After getting the school doctor’s note about inflammation, then consulting a specialist in New York who treated uveitis, French, his daughter and her mother went online and found Dr. Foster, who was at Massachusetts Eye and Ear at the time. “He was very purposeful and very direct,” recalls French. “He didn’t think the eyedrops were effective, but [looked to] systemic drugs, which scared me and her mom. You don’t want to hear about chemotherapy. And beyond being checked for uveitis, you have to be tested for JRA [juvenile rheumatoid arthritis] every six months because it could transform and go to the rest of the body, in the joints, and many girls with JRA have to be screened for uveitis because there is a much higher percentage of girls with JRA who have uveitis than go the other way around. Very few people who have uveitis first go over, but some do. You also learn about JRA and have to have a battery specialists [for that].”

To help raise money funding to fight uveitis, Jay Jay French gained the support of his bandmates to do a benefit show and also started his Pinkburst Project three years ago. It is a unique, groundbreaking collaboration between guitar and amplifier manufacturers to fight the good fight, and the Twisted axeman got different guitar makers to replicate his famous pink guitar. “I had all these famous guitar companies copying a Gibson guitar, which is like asking Honda to make them look like a Cadillac,” he quips. “If you’re a car collector, you’re going to want that Honda because it will be the only one that ever looks like a Cadillac. So I had Martin, Grestch, Paul Reed Smith, Epiphone, Roukangas and Fender all try to look like my Gibson Les Paul because I knew that guitar players would love how crazy that idea is. So I got them to do matching paint and created a collection of 13 guitars that you’ll never see again. You never will. The trapezoid inlays, the bound fret boards [with] the company names—they’re all one-of-a-kind guitars of the most famous models.”
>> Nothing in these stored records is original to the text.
PR #530, opened 2022-04-16
Fix intermittent errors by sleeping a bit before running tests

consideRatio:
This is an alternative approach to #529 to avoiding the ValueError 404 NOT FOUND as described in #422.

Feel free to merge either alternative. Refer to #529 for an overview of the choice. Closes #529.

Note that with a sleep duration of 0.25, we have not experienced any failures related to 404 NOT FOUND in 3/3 workflows executions.


consideRatio:
I want to see this together with #536 fixes the PBS tests also that experienced memory issues.

PR #22, opened 2021-08-06
NOTICK: Update state machine messages that were missed on first commit

JamesHR3:
A PR updating some flow related Avro messages got merged into the runtime-os repo just before the PR moving these messages to the API repo was merged, resulting in these getting out of sync.


mnesbit (approved):
OK

PR #135, opened 2021-11-09
NOTICK CPI/CPK signature validation POC

woggioni:
POC to validate certificate chain on CPI/CPK signatures


chrisr3 (changes requested):
The `CertPath` encodings look wrong to me.

PR #159, opened 2021-11-18
Woggioni/signature poc

woggioni:
doc [here](https://github.com/corda/corda-api/blob/woggioni/signature-poc/packaging/signature-demo/README.md)


chrisr3 (commented):
A few initial thoughts.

Further, French created guitar pairings with specific custom amps from the likes of Marshall, Fender, Vox, Mesa, Orange, Hartke and Diamond, and he proclaims that it is the only time in history these amplifiers companies agreed to be covered with the same color tolex “because the tolex is a propietary thing. A Fender covering is not a Marshall covering or a Mesa covering. I have matching [pink] guitars and amps. If you want to find a Fender telecaster Pinkburst with a Fender pink amp to match, it’s the only one in history. That’s it. It’s the only game in town. Hopefully that kind of stuff drives up the prices in an auction. These are the tools that touch the soul of many people. Hopefully a rich collector will want every one of them. I’d love to see the whole collection bought by one person and put on display, but however it goes it doesn’t matter. These are tools to earn money to go to research for uveitis, so some day my daughter doesn’t have to have this damn disease.”

An evening with Twisted Sister & Friends will take place at the Best Buy Theater in NYC on April 29. Proceeds will benefit the Ocular Immunology And Uveitis Foundation.